■ Exercise description: Repeat the entries below exactly, missing none.

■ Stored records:
%%
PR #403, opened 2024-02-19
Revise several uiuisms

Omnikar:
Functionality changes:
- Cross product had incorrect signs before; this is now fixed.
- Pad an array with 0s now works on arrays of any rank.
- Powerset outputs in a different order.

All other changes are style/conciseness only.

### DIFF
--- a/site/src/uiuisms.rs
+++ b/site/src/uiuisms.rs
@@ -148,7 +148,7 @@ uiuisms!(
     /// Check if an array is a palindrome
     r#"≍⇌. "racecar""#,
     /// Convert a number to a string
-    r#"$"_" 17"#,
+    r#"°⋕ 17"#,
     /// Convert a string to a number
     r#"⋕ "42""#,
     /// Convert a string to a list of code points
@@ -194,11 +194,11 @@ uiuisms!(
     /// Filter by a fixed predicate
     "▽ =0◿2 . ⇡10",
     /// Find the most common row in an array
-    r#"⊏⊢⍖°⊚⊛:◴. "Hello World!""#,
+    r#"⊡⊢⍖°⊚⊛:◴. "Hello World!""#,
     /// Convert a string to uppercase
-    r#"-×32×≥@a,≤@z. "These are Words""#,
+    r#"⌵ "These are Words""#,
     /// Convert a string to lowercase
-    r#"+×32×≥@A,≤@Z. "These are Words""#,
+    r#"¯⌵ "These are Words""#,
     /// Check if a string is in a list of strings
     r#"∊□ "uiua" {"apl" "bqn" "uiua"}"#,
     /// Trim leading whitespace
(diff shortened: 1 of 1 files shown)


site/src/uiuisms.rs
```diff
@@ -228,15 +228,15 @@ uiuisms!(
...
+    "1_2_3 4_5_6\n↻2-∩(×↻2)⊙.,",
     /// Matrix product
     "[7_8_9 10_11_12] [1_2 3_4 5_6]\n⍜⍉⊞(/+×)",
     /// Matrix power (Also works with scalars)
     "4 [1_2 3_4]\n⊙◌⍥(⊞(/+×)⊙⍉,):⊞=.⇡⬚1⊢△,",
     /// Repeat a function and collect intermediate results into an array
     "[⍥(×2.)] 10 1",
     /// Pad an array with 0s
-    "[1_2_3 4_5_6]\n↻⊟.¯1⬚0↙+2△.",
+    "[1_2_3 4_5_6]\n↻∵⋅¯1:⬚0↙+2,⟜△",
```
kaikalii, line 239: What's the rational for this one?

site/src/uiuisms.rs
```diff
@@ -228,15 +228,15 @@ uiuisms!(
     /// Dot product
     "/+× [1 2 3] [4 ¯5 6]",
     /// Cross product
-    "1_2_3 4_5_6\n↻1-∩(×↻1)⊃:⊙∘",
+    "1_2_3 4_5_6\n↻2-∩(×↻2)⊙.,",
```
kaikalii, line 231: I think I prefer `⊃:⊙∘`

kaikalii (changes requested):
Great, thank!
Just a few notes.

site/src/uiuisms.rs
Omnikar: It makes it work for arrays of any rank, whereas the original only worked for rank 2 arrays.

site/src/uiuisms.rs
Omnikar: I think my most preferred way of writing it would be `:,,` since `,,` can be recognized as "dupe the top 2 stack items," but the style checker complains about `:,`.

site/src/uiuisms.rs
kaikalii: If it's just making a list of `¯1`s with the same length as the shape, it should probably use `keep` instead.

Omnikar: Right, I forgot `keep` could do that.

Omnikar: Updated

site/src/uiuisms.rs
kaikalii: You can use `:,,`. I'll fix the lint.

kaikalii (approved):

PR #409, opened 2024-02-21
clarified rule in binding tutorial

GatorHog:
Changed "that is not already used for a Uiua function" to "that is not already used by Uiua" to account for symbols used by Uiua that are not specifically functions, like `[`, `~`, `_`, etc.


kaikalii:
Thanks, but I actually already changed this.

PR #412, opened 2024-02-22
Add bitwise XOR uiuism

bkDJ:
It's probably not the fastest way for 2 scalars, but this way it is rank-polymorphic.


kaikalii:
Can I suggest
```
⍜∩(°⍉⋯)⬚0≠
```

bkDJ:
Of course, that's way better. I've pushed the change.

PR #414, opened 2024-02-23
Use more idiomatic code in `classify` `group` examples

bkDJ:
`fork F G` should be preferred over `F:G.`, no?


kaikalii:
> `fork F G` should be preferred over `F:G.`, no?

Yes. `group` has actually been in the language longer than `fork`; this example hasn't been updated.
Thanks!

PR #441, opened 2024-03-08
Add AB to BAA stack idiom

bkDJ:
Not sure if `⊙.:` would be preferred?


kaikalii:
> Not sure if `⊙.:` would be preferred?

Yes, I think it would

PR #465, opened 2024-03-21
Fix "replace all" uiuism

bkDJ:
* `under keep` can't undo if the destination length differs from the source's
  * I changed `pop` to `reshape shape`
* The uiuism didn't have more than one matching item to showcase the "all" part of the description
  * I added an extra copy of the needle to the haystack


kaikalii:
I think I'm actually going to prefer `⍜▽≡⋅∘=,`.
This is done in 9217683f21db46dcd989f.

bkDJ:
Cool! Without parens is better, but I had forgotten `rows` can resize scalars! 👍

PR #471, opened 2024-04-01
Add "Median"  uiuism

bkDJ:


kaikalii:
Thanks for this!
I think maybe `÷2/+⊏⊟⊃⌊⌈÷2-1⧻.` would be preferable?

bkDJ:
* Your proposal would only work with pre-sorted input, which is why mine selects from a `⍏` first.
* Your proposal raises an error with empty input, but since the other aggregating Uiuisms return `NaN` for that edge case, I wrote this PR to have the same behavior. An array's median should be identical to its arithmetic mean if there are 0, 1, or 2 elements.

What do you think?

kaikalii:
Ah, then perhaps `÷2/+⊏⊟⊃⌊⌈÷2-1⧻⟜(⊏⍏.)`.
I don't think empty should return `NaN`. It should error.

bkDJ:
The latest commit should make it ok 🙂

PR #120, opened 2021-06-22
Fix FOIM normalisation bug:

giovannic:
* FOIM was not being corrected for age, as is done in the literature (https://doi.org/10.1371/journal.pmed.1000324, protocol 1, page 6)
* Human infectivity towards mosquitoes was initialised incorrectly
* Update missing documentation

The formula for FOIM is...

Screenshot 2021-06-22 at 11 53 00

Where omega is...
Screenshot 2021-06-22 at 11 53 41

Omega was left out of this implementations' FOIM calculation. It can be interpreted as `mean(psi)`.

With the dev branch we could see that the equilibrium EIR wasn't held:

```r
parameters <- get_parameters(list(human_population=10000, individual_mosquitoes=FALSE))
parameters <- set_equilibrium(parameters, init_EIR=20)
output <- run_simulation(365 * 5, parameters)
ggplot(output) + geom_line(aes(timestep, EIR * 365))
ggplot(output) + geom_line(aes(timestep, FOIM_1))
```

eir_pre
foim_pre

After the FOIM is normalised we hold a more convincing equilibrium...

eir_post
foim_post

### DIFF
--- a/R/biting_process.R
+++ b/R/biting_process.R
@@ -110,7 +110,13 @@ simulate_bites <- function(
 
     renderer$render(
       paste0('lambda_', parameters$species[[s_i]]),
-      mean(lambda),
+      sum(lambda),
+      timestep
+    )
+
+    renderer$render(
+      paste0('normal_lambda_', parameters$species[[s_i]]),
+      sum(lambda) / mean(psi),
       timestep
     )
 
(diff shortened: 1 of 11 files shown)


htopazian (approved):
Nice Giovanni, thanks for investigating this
%%
■ Response area:
PR #403, opened 2024-02-19
Revise several uiuisms

Omnikar:
Functionality changes:
- Cross product had incorrect signs before; this is now fixed.
- Pad an array with 0s now works on arrays of any rank.
- Powerset outputs in a different order.

All other changes are style/conciseness only.

### DIFF
--- a/site/src/uiuisms.rs
+++ b/site/src/uiuisms.rs
@@ -148,7 +148,7 @@ uiuisms!(
     /// Check if an array is a palindrome
     r#"≍⇌. "racecar""#,
     /// Convert a number to a string
-    r#"$"_" 17"#,
+    r#"°⋕ 17"#,
     /// Convert a string to a number
     r#"⋕ "42""#,
     /// Convert a string to a list of code points
@@ -194,11 +194,11 @@ uiuisms!(
     /// Filter by a fixed predicate
     "▽ =0◿2 . ⇡10",
     /// Find the most common row in an array
-    r#"⊏⊢⍖°⊚⊛:◴. "Hello World!""#,
+    r#"⊡⊢⍖°⊚⊛:◴. "Hello World!""#,
     /// Convert a string to uppercase
-    r#"-×32×≥@a,≤@z. "These are Words""#,
+    r#"⌵ "These are Words""#,
     /// Convert a string to lowercase
-    r#"+×32×≥@A,≤@Z. "These are Words""#,
+    r#"¯⌵ "These are Words""#,
     /// Check if a string is in a list of strings
     r#"∊□ "uiua" {"apl" "bqn" "uiua"}"#,
     /// Trim leading whitespace
(diff shortened: 1 of 1 files shown)


site/src/uiuisms.rs
```diff
@@ -228,15 +228,15 @@ uiuisms!(
...
+    "1_2_3 4_5_6\n↻2-∩(×↻2)⊙.,",
     /// Matrix product
     "[7_8_9 10_11_12] [1_2 3_4 5_6]\n⍜⍉⊞(/+×)",
     /// Matrix power (Also works with scalars)
     "4 [1_2 3_4]\n⊙◌⍥(⊞(/+×)⊙⍉,):⊞=.⇡⬚1⊢△,",
     /// Repeat a function and collect intermediate results into an array
     "[⍥(×2.)] 10 1",
     /// Pad an array with 0s
-    "[1_2_3 4_5_6]\n↻⊟.¯1⬚0↙+2△.",
+    "[1_2_3 4_5_6]\n↻∵⋅¯1:⬚0↙+2,⟜△",
```
kaikalii, line 239: What's the rational for this one?

site/src/uiuisms.rs
```diff
@@ -228,15 +228,15 @@ uiuisms!(
     /// Dot product
     "/+× [1 2 3] [4 ¯5 6]",
     /// Cross product
-    "1_2_3 4_5_6\n↻1-∩(×↻1)⊃:⊙∘",
+    "1_2_3 4_5_6\n↻2-∩(×↻2)⊙.,",
```
kaikalii, line 231: I think I prefer `⊃:⊙∘`

kaikalii (changes requested):
Great, thank!
Just a few notes.

site/src/uiuisms.rs
Omnikar: It makes it work for arrays of any rank, whereas the original only worked for rank 2 arrays.

site/src/uiuisms.rs
Omnikar: I think my most preferred way of writing it would be `:,,` since `,,` can be recognized as "dupe the top 2 stack items," but the style checker complains about `:,`.

site/src/uiuisms.rs
kaikalii: If it's just making a list of `¯1`s with the same length as the shape, it should probably use `keep` instead.

Omnikar: Right, I forgot `keep` could do that.

Omnikar: Updated

site/src/uiuisms.rs
kaikalii: You can use `:,,`. I'll fix the lint.

kaikalii (approved):

PR #409, opened 2024-02-21
clarified rule in binding tutorial

GatorHog:
Changed "that is not already used for a Uiua function" to "that is not already used by Uiua" to account for symbols used by Uiua that are not specifically functions, like `[`, `~`, `_`, etc.


kaikalii:
Thanks, but I actually already changed this.

PR #412, opened 2024-02-22
Add bitwise XOR uiuism

bkDJ:
It's probably not the fastest way for 2 scalars, but this way it is rank-polymorphic.


kaikalii:
Can I suggest
```
⍜∩(°⍉⋯)⬚0≠
```

bkDJ:
Of course, that's way better. I've pushed the change.

PR #414, opened 2024-02-23
Use more idiomatic code in `classify` `group` examples

bkDJ:
`fork F G` should be preferred over `F:G.`, no?


kaikalii:
> `fork F G` should be preferred over `F:G.`, no?

Yes. `group` has actually been in the language longer than `fork`; this example hasn't been updated.
Thanks!

PR #441, opened 2024-03-08
Add AB to BAA stack idiom

bkDJ:
Not sure if `⊙.:` would be preferred?


kaikalii:
> Not sure if `⊙.:` would be preferred?

Yes, I think it would

PR #465, opened 2024-03-21
Fix "replace all" uiuism

bkDJ:
* `under keep` can't undo if the destination length differs from the source's
  * I changed `pop` to `reshape shape`
* The uiuism didn't have more than one matching item to showcase the "all" part of the description
  * I added an extra copy of the needle to the haystack


kaikalii:
I think I'm actually going to prefer `⍜▽≡⋅∘=,`.
This is done in 9217683f21db46dcd989f.

bkDJ:
Cool! Without parens is better, but I had forgotten `rows` can resize scalars! 👍

PR #471, opened 2024-04-01
Add "Median"  uiuism

bkDJ:


kaikalii:
Thanks for this!
I think maybe `÷2/+⊏⊟⊃⌊⌈÷2-1⧻.` would be preferable?

bkDJ:
* Your proposal would only work with pre-sorted input, which is why mine selects from a `⍏` first.
* Your proposal raises an error with empty input, but since the other aggregating Uiuisms return `NaN` for that edge case, I wrote this PR to have the same behavior. An array's median should be identical to its arithmetic mean if there are 0, 1, or 2 elements.

What do you think?

kaikalii:
Ah, then perhaps `÷2/+⊏⊟⊃⌊⌈÷2-1⧻⟜(⊏⍏.)`.
I don't think empty should return `NaN`. It should error.

bkDJ:
The latest commit should make it ok 🙂

PR #120, opened 2021-06-22
Fix FOIM normalisation bug:

giovannic:
* FOIM was not being corrected for age, as is done in the literature (https://doi.org/10.1371/journal.pmed.1000324, protocol 1, page 6)
* Human infectivity towards mosquitoes was initialised incorrectly
* Update missing documentation

The formula for FOIM is...

Screenshot 2021-06-22 at 11 53 00

Where omega is...
Screenshot 2021-06-22 at 11 53 41

Omega was left out of this implementations' FOIM calculation. It can be interpreted as `mean(psi)`.

With the dev branch we could see that the equilibrium EIR wasn't held:

```r
parameters <- get_parameters(list(human_population=10000, individual_mosquitoes=FALSE))
parameters <- set_equilibrium(parameters, init_EIR=20)
output <- run_simulation(365 * 5, parameters)
ggplot(output) + geom_line(aes(timestep, EIR * 365))
ggplot(output) + geom_line(aes(timestep, FOIM_1))
```

eir_pre
foim_pre

After the FOIM is normalised we hold a more convincing equilibrium...

eir_post
foim_post

### DIFF
--- a/R/biting_process.R
+++ b/R/biting_process.R
@@ -110,7 +110,13 @@ simulate_bites <- function(
 
     renderer$render(
       paste0('lambda_', parameters$species[[s_i]]),
-      mean(lambda),
+      sum(lambda),
+      timestep
+    )
+
+    renderer$render(
+      paste0('normal_lambda_', parameters$species[[s_i]]),
+      sum(lambda) / mean(psi),
       timestep
     )
 
(diff shortened: 1 of 11 files shown)


htopazian (approved):
Nice Giovanni, thanks for investigating this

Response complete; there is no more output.